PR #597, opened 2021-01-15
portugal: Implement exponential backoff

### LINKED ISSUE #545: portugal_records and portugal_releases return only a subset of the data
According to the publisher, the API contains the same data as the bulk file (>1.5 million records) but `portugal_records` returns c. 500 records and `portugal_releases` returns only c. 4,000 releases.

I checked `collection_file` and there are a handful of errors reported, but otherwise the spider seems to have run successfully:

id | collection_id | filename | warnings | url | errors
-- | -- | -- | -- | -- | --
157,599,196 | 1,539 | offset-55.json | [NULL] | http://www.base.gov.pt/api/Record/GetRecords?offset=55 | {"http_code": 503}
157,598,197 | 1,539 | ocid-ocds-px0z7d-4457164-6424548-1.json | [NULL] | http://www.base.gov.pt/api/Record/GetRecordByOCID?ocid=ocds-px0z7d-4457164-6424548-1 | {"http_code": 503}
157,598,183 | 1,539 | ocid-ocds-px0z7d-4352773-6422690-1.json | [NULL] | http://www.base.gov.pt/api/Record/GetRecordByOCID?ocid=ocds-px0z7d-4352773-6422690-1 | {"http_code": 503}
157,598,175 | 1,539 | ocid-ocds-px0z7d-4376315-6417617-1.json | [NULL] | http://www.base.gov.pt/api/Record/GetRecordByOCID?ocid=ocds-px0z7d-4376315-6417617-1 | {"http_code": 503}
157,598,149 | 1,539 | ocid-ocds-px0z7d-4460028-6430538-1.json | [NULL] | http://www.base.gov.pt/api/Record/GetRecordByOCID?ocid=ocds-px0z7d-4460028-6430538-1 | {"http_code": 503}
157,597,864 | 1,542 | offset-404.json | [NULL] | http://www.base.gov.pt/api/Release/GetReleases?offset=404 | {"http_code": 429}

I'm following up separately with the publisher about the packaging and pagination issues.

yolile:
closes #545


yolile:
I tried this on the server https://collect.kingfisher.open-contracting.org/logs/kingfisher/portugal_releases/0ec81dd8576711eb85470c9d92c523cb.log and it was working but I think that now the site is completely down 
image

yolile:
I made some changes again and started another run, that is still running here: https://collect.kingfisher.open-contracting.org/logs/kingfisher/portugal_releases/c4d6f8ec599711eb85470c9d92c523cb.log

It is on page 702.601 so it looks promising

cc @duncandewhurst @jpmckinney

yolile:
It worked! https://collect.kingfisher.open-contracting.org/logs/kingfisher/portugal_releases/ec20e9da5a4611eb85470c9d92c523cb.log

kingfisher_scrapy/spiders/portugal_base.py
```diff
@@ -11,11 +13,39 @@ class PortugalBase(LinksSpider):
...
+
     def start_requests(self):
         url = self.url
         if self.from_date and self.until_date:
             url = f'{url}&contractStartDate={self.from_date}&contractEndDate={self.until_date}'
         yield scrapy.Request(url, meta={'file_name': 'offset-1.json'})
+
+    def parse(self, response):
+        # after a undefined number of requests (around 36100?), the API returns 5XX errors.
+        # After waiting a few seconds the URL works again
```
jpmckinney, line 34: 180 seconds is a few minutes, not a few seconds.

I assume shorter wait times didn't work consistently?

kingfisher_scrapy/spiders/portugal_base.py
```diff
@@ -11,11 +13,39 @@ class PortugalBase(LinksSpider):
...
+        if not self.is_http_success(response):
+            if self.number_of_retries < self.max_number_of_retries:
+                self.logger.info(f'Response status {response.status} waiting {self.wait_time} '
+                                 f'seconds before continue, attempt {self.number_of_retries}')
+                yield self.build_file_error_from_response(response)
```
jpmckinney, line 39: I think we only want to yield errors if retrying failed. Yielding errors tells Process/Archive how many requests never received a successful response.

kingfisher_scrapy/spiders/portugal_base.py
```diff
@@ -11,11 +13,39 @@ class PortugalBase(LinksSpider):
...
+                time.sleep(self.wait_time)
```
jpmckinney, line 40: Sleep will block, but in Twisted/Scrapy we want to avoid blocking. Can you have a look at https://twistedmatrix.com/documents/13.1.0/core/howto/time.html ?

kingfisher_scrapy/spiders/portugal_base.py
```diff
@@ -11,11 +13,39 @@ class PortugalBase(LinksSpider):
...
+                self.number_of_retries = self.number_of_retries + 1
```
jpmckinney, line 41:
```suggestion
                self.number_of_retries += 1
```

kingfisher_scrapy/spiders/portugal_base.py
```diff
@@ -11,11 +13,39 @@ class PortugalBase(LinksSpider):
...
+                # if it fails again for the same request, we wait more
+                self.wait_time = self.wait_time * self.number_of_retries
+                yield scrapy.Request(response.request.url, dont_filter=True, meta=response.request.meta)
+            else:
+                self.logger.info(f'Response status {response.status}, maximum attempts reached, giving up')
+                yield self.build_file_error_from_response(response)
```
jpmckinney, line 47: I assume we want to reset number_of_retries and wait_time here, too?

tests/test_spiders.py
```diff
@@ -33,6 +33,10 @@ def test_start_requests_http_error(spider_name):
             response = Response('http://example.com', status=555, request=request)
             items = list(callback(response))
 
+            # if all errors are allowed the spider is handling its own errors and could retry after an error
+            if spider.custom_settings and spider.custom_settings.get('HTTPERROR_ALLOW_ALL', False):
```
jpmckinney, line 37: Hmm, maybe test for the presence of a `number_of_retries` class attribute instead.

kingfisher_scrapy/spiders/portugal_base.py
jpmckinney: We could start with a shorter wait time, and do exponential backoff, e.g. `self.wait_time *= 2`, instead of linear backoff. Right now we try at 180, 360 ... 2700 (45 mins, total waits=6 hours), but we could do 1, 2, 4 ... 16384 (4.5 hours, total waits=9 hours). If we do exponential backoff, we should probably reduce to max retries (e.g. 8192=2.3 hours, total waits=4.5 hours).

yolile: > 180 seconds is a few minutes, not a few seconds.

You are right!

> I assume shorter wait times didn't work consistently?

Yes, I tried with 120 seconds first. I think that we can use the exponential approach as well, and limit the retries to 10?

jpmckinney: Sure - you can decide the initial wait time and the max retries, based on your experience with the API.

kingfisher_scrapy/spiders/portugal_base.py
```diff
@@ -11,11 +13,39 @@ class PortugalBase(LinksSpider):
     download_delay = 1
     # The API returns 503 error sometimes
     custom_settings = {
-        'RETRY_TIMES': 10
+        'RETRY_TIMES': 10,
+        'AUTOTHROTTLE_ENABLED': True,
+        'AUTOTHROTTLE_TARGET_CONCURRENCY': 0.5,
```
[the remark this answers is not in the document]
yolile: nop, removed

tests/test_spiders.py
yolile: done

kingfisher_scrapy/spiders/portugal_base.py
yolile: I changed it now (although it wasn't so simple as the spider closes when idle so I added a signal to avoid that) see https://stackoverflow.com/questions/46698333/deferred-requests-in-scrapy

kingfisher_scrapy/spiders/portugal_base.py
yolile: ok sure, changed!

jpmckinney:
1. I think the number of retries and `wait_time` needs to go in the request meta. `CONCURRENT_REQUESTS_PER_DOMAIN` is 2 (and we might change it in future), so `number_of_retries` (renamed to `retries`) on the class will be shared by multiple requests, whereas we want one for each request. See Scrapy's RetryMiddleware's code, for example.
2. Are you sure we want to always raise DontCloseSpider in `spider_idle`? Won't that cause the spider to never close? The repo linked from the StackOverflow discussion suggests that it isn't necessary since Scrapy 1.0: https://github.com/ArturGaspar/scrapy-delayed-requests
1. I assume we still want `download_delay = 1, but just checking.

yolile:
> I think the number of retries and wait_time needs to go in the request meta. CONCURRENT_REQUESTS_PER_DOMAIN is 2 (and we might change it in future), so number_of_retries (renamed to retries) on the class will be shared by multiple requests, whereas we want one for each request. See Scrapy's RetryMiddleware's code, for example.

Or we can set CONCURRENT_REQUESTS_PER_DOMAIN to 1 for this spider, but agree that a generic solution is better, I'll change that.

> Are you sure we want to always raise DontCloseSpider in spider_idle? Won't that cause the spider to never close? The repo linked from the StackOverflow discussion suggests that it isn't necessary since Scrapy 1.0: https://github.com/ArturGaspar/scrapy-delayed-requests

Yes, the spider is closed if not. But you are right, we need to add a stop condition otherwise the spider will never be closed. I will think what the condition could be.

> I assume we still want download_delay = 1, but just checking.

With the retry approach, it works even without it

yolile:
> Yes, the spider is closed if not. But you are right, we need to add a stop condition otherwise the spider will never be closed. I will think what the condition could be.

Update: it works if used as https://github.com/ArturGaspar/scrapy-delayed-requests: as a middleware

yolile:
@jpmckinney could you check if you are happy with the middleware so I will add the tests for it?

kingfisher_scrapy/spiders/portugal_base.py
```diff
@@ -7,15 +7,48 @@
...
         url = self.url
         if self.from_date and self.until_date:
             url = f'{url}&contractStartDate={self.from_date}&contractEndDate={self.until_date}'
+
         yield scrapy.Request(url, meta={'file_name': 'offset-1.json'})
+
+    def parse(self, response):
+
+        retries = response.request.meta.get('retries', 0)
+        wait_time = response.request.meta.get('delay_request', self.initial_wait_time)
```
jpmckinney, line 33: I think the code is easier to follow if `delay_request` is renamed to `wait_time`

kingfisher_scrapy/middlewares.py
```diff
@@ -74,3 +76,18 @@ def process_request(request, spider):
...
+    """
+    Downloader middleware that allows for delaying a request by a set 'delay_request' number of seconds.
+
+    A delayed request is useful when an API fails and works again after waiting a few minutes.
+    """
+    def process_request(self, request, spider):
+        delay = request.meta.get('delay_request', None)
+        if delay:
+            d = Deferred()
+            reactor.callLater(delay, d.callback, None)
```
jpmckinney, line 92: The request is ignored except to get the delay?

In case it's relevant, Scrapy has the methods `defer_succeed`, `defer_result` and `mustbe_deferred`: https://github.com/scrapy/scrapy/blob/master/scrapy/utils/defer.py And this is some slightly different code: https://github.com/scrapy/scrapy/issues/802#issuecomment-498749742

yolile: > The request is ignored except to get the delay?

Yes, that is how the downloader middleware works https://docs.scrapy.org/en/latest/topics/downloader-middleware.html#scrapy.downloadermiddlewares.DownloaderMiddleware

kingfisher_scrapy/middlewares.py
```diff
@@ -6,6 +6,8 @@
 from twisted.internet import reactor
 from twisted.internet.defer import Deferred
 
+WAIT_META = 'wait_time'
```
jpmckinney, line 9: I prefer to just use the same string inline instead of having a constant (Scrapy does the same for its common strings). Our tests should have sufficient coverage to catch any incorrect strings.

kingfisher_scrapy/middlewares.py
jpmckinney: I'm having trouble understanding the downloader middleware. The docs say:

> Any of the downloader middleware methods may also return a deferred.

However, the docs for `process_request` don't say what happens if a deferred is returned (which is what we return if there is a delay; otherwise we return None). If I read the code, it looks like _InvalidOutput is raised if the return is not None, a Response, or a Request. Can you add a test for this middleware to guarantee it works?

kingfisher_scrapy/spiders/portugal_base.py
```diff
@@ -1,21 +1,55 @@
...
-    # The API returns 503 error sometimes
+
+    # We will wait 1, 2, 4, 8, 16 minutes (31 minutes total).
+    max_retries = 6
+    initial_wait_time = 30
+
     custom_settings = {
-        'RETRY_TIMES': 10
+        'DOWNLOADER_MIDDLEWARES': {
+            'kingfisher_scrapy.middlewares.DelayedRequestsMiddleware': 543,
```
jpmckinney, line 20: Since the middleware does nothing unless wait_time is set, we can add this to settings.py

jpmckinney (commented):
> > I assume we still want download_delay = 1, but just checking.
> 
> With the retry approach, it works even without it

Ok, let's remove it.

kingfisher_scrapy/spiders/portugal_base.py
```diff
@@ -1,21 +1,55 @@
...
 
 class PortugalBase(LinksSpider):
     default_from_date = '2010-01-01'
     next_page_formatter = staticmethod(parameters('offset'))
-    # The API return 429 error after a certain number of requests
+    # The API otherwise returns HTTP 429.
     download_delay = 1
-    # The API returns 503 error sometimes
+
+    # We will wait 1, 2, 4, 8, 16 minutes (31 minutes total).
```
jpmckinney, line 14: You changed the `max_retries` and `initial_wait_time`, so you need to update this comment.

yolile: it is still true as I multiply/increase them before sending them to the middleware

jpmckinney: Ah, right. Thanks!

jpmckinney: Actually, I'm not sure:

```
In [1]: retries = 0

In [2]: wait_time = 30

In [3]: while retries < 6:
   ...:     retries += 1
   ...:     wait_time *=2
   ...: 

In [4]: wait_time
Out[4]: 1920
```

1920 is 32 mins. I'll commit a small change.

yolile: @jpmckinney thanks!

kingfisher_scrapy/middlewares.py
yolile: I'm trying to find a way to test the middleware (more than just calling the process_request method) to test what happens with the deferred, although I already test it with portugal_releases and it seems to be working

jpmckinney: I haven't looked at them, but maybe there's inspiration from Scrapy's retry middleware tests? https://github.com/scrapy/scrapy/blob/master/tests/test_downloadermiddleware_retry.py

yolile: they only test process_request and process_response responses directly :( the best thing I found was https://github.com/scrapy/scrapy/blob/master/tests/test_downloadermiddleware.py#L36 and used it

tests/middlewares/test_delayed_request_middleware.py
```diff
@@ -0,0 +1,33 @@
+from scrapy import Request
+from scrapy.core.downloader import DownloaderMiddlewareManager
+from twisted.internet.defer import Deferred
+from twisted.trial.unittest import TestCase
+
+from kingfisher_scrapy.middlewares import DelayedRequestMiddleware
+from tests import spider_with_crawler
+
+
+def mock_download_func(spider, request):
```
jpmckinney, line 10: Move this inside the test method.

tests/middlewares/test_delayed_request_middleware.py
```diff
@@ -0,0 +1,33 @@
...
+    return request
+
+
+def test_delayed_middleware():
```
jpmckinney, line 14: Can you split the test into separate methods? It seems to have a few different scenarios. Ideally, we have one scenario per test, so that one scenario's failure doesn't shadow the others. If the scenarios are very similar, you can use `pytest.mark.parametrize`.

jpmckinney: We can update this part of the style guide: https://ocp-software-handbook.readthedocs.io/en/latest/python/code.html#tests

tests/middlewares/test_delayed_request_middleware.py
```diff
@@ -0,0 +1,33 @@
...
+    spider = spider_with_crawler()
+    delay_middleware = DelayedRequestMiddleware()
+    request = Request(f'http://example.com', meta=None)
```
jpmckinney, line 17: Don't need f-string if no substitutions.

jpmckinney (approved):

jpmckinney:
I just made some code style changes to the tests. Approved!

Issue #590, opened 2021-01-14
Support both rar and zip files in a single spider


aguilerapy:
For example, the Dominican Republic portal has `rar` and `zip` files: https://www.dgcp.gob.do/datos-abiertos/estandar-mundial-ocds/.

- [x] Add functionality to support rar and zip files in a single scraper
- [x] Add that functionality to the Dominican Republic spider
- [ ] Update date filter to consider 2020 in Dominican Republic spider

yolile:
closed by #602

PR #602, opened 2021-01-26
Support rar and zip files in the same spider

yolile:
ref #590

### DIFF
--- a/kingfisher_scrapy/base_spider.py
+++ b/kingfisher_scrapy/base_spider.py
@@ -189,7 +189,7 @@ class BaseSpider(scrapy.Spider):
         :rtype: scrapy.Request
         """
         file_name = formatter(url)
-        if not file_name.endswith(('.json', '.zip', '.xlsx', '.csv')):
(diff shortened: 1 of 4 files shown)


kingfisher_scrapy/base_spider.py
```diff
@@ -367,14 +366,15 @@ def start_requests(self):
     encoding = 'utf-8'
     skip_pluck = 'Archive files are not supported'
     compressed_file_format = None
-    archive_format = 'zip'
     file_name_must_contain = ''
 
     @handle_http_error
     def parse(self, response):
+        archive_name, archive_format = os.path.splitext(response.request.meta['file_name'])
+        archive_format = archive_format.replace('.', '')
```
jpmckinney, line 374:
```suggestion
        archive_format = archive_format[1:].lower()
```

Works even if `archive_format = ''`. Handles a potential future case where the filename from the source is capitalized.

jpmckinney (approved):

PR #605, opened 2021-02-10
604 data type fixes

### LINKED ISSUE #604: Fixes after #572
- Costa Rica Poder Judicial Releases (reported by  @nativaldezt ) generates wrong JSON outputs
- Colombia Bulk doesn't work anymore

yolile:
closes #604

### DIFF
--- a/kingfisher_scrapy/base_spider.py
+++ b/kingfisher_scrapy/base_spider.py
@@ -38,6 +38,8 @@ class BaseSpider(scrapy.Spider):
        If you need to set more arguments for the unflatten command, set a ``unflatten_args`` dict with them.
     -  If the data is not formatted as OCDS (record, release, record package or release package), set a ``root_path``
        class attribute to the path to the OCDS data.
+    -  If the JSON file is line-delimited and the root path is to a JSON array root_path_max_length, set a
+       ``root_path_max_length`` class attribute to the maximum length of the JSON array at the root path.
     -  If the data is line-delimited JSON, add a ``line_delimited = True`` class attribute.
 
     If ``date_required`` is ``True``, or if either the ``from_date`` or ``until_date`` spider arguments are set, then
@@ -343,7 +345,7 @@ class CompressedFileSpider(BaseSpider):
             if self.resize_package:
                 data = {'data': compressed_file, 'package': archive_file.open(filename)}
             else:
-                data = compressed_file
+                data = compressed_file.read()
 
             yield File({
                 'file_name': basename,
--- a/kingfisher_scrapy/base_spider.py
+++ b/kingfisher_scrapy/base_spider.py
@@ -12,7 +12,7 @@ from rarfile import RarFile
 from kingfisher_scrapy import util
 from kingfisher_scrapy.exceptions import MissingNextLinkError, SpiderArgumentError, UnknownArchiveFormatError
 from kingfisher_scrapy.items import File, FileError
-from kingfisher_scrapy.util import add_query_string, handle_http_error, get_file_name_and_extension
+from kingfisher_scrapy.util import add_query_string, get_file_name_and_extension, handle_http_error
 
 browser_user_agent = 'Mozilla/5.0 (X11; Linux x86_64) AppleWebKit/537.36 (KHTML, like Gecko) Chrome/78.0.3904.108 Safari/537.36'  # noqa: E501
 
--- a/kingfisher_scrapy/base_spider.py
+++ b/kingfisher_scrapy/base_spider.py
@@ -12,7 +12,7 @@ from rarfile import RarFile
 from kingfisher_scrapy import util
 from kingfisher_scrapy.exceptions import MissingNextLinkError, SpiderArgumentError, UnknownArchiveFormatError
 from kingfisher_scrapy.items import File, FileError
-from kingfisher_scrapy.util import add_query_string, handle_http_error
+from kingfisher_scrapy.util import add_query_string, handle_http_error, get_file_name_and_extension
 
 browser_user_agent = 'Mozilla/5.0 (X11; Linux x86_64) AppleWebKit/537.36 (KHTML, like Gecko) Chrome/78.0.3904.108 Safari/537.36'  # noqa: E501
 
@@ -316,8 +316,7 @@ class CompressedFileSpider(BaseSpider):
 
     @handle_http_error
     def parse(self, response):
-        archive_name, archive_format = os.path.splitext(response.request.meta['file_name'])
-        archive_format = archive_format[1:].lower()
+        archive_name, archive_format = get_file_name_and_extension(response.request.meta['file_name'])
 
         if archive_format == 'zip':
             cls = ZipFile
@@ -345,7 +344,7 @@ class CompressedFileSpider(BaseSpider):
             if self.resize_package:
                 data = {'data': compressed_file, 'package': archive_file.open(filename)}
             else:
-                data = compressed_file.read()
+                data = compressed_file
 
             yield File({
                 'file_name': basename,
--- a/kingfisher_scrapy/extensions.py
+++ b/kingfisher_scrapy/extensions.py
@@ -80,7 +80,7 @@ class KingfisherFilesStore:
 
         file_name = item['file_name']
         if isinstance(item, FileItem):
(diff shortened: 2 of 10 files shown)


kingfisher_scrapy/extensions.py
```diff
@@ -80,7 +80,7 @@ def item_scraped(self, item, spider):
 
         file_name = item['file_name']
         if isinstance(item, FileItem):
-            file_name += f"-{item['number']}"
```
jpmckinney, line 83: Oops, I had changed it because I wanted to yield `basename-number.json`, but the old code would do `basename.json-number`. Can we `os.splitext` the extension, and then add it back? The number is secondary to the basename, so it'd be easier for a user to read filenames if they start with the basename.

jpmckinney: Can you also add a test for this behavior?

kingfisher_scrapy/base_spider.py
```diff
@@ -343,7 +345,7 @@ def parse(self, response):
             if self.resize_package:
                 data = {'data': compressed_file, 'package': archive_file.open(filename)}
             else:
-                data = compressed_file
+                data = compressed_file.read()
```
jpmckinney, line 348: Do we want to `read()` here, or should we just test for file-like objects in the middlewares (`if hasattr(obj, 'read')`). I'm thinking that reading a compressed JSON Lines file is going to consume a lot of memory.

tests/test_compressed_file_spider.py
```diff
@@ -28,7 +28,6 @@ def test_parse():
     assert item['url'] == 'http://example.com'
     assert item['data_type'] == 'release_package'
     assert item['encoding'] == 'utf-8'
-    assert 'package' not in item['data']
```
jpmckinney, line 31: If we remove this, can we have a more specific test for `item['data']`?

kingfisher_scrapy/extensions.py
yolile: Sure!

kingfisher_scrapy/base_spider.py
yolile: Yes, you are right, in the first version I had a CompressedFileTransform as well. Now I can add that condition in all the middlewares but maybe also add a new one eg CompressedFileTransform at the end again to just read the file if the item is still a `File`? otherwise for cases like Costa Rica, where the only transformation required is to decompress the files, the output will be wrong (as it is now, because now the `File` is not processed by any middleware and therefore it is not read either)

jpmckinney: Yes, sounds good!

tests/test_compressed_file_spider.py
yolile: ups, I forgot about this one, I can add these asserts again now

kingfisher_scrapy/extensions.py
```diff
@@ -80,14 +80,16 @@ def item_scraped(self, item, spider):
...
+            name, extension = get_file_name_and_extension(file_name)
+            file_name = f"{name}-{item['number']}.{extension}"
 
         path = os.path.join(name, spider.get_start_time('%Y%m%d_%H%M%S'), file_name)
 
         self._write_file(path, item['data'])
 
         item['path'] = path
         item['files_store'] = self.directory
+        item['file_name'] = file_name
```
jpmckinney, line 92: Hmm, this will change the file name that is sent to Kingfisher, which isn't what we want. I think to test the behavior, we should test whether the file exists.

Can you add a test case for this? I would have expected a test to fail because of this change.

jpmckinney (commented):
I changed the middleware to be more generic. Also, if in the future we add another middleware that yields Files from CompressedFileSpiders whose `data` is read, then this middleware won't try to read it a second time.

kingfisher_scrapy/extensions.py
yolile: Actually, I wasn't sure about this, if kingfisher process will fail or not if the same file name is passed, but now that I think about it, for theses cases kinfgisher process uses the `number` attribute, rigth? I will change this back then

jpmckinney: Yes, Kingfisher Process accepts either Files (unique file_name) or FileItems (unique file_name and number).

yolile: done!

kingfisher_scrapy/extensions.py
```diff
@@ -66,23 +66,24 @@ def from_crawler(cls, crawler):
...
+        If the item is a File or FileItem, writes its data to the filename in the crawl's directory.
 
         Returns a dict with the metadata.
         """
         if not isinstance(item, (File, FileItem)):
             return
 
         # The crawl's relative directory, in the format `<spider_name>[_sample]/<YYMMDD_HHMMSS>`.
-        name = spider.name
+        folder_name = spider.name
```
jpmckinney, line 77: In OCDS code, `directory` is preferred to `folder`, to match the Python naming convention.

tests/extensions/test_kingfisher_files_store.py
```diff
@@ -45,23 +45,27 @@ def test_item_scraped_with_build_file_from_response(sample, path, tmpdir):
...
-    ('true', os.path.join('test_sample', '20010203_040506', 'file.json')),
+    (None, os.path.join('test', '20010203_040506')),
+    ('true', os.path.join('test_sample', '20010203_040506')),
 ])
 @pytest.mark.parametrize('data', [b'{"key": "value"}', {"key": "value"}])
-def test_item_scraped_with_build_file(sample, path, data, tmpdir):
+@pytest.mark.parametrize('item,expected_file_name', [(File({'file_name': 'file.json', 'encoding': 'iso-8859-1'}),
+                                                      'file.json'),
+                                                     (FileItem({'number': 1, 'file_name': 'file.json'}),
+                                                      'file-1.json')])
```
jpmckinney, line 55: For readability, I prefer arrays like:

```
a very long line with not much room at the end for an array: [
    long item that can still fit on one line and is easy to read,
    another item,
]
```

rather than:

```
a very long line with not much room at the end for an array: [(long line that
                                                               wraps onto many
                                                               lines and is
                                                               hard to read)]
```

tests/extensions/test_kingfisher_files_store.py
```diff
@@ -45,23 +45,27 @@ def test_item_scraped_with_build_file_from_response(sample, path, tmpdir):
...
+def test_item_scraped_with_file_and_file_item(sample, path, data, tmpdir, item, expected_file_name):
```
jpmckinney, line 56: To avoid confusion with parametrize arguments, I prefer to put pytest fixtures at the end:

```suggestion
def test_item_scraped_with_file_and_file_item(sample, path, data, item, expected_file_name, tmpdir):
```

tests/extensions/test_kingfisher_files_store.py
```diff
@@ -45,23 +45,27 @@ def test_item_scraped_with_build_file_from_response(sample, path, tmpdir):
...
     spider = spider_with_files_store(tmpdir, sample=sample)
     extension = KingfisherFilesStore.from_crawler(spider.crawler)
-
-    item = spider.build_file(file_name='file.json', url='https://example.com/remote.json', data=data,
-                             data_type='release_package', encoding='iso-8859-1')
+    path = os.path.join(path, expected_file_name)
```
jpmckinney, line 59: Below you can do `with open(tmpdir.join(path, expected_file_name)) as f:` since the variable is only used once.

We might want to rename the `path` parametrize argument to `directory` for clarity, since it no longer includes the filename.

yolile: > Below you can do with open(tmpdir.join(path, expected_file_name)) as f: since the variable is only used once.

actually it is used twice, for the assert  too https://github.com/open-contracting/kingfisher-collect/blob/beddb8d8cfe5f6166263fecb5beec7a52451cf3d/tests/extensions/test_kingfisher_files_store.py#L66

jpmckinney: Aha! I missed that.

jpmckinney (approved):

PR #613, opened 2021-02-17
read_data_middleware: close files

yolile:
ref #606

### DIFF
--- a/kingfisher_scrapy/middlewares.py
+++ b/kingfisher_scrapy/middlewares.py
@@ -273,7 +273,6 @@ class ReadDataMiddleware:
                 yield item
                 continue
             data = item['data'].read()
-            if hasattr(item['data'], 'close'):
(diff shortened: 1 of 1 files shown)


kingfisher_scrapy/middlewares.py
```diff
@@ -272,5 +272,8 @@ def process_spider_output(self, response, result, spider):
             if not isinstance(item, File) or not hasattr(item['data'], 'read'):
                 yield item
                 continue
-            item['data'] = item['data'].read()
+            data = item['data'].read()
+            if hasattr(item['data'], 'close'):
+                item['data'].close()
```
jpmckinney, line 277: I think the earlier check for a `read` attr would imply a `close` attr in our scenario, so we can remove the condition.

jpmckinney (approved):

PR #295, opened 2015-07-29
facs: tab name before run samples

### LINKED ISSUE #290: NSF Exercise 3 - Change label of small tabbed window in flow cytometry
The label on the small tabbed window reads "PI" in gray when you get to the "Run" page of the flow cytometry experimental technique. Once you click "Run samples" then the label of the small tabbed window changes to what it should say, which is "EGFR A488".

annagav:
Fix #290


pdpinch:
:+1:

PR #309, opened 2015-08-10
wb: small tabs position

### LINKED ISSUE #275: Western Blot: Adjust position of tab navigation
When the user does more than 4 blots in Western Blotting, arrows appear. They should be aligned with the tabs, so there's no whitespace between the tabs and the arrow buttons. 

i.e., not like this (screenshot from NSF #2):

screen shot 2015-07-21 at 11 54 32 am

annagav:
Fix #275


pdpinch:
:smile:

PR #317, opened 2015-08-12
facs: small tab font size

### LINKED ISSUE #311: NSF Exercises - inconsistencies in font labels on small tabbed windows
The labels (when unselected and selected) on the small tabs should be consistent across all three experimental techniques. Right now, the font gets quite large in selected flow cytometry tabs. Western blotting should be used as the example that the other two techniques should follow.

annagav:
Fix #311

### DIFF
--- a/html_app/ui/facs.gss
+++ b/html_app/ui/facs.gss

--------------------------------

Required work: Reproduce precisely, and with no line left out, each line from the top of the entries through the line that carries "### LINKED ISSUE #545: portugal_records".

Result of this exercise:
PR #597, opened 2021-01-15
portugal: Implement exponential backoff

### LINKED ISSUE #545: portugal_records and portugal_releases return only a subset of the data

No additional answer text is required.